- Aim of the task
All of the data is to be repeated verbatim.
----
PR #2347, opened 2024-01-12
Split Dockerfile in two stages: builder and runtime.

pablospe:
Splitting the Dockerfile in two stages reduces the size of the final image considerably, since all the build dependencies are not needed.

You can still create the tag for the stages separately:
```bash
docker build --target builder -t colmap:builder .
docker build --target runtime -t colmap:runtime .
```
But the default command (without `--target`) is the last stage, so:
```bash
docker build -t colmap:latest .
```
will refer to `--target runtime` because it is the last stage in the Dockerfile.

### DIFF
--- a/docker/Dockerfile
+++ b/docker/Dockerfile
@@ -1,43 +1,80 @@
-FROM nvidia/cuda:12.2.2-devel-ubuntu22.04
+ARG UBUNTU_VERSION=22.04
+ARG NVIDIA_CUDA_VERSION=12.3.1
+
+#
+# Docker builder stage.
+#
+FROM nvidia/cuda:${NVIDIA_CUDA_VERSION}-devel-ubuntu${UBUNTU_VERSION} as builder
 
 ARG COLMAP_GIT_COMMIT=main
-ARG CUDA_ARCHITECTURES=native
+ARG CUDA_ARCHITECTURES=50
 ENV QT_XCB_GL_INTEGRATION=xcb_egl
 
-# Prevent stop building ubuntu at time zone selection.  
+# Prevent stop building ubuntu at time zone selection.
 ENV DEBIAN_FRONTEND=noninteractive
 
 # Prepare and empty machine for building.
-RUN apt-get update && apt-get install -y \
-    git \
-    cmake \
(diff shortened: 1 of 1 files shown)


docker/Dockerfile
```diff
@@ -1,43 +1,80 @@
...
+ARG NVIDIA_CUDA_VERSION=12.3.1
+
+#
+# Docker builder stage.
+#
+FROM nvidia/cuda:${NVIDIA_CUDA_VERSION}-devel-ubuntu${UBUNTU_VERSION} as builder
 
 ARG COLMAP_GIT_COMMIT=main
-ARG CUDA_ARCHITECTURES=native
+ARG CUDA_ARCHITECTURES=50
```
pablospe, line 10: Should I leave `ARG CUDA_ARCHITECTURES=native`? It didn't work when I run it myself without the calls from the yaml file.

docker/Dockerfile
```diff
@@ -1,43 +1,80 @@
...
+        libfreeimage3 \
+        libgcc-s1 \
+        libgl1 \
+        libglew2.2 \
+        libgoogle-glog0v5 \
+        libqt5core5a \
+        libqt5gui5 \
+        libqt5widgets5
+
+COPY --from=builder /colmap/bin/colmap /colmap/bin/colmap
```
----
- Output below
PR #2347, opened 2024-01-12
Split Dockerfile in two stages: builder and runtime.

pablospe:
Splitting the Dockerfile in two stages reduces the size of the final image considerably, since all the build dependencies are not needed.

You can still create the tag for the stages separately:
```bash
docker build --target builder -t colmap:builder .
docker build --target runtime -t colmap:runtime .
```
But the default command (without `--target`) is the last stage, so:
```bash
docker build -t colmap:latest .
```
will refer to `--target runtime` because it is the last stage in the Dockerfile.

### DIFF
--- a/docker/Dockerfile
+++ b/docker/Dockerfile
@@ -1,43 +1,80 @@
-FROM nvidia/cuda:12.2.2-devel-ubuntu22.04
+ARG UBUNTU_VERSION=22.04
+ARG NVIDIA_CUDA_VERSION=12.3.1
+
+#
+# Docker builder stage.
+#
+FROM nvidia/cuda:${NVIDIA_CUDA_VERSION}-devel-ubuntu${UBUNTU_VERSION} as builder
 
 ARG COLMAP_GIT_COMMIT=main
-ARG CUDA_ARCHITECTURES=native
+ARG CUDA_ARCHITECTURES=50
 ENV QT_XCB_GL_INTEGRATION=xcb_egl
 
-# Prevent stop building ubuntu at time zone selection.  
+# Prevent stop building ubuntu at time zone selection.
 ENV DEBIAN_FRONTEND=noninteractive
 
 # Prepare and empty machine for building.
-RUN apt-get update && apt-get install -y \
-    git \
-    cmake \
(diff shortened: 1 of 1 files shown)


docker/Dockerfile
```diff
@@ -1,43 +1,80 @@
...
+ARG NVIDIA_CUDA_VERSION=12.3.1
+
+#
+# Docker builder stage.
+#
+FROM nvidia/cuda:${NVIDIA_CUDA_VERSION}-devel-ubuntu${UBUNTU_VERSION} as builder
 
 ARG COLMAP_GIT_COMMIT=main
-ARG CUDA_ARCHITECTURES=native
+ARG CUDA_ARCHITECTURES=50
```
pablospe, line 10: Should I leave `ARG CUDA_ARCHITECTURES=native`? It didn't work when I run it myself without the calls from the yaml file.

docker/Dockerfile
```diff
@@ -1,43 +1,80 @@
...
+        libfreeimage3 \
+        libgcc-s1 \
+        libgl1 \
+        libglew2.2 \
+        libgoogle-glog0v5 \
+        libqt5core5a \
+        libqt5gui5 \
+        libqt5widgets5
+
+COPY --from=builder /colmap/bin/colmap /colmap/bin/colmap
```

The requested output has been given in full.